Activity ▸
Collect all lines containing the word "where" from the data.

The data ▸
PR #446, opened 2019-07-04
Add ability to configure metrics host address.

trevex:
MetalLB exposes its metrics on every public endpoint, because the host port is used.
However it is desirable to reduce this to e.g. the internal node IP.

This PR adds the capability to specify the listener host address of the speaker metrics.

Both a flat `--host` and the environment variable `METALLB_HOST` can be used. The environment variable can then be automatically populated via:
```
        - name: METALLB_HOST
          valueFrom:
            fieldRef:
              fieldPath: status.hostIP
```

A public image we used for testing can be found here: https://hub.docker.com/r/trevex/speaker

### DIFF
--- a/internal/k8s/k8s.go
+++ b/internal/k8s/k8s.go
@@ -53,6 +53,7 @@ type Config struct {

---

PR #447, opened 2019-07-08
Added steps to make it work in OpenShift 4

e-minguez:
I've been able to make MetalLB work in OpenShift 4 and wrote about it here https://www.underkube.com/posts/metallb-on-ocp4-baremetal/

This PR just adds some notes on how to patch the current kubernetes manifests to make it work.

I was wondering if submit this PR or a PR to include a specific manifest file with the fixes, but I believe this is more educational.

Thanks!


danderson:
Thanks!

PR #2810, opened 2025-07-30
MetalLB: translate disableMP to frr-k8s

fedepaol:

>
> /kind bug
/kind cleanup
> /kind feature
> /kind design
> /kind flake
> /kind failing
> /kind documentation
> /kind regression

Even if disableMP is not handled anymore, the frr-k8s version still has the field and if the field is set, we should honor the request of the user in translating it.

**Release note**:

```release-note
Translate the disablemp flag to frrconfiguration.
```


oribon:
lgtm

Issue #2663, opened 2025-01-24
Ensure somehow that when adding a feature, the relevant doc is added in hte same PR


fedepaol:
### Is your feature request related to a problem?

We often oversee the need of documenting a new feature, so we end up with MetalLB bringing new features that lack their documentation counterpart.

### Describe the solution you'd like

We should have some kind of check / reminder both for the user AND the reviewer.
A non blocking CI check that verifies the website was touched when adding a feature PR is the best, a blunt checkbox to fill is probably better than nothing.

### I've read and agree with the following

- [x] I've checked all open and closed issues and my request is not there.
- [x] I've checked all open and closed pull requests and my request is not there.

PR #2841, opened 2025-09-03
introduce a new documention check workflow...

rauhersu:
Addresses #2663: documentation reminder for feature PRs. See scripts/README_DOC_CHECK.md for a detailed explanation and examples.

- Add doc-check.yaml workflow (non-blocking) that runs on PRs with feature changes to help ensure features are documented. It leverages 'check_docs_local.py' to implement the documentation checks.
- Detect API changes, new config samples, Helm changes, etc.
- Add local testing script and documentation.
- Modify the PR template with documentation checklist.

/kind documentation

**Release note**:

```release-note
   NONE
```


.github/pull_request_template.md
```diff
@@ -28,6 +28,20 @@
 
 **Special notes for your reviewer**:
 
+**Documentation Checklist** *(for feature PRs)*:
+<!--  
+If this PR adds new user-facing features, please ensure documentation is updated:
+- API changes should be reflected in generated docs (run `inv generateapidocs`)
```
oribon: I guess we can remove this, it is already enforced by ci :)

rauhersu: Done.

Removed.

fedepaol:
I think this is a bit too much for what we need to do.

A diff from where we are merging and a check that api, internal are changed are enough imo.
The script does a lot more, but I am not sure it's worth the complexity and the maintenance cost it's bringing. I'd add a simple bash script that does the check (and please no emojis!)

==

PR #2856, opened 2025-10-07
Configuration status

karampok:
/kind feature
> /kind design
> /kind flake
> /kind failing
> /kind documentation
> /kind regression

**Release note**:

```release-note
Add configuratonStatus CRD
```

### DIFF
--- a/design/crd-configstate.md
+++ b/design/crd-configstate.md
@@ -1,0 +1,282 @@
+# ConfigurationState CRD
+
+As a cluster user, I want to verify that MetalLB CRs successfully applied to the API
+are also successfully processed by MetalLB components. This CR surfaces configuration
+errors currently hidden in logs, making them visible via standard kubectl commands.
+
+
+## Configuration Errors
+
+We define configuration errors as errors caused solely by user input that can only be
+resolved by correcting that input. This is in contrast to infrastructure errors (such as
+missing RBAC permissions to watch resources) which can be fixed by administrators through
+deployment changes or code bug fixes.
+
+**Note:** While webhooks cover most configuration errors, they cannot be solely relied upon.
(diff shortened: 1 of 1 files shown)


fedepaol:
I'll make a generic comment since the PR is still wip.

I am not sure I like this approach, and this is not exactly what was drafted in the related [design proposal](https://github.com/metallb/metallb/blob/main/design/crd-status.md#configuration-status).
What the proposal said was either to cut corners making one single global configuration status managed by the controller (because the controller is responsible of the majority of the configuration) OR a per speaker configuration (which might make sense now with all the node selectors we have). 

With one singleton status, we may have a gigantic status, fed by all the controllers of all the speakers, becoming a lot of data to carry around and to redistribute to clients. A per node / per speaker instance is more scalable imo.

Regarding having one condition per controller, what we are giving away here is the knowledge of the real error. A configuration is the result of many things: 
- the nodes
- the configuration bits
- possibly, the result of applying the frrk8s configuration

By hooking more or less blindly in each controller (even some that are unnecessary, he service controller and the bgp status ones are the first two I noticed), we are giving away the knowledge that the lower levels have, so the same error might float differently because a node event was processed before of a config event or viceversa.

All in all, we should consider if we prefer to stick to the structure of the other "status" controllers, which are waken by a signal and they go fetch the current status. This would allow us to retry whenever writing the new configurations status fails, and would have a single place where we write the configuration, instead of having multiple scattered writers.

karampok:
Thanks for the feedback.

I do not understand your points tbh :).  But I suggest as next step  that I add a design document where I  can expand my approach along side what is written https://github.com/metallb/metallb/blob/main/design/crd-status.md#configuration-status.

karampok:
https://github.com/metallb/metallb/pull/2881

Completed task ▸
A diff from where we are merging and a check that api, internal are changed are enough imo.
All in all, we should consider if we prefer to stick to the structure of the other "status" controllers, which are waken by a signal and they go fetch the current status. This would allow us to retry whenever writing the new configurations status fails, and would have a single place where we write the configuration, instead of having multiple scattered writers.
I do not understand your points tbh :).  But I suggest as next step  that I add a design document where I  can expand my approach along side what is written https://github.com/metallb/metallb/blob/main/design/crd-status.md#configuration-status.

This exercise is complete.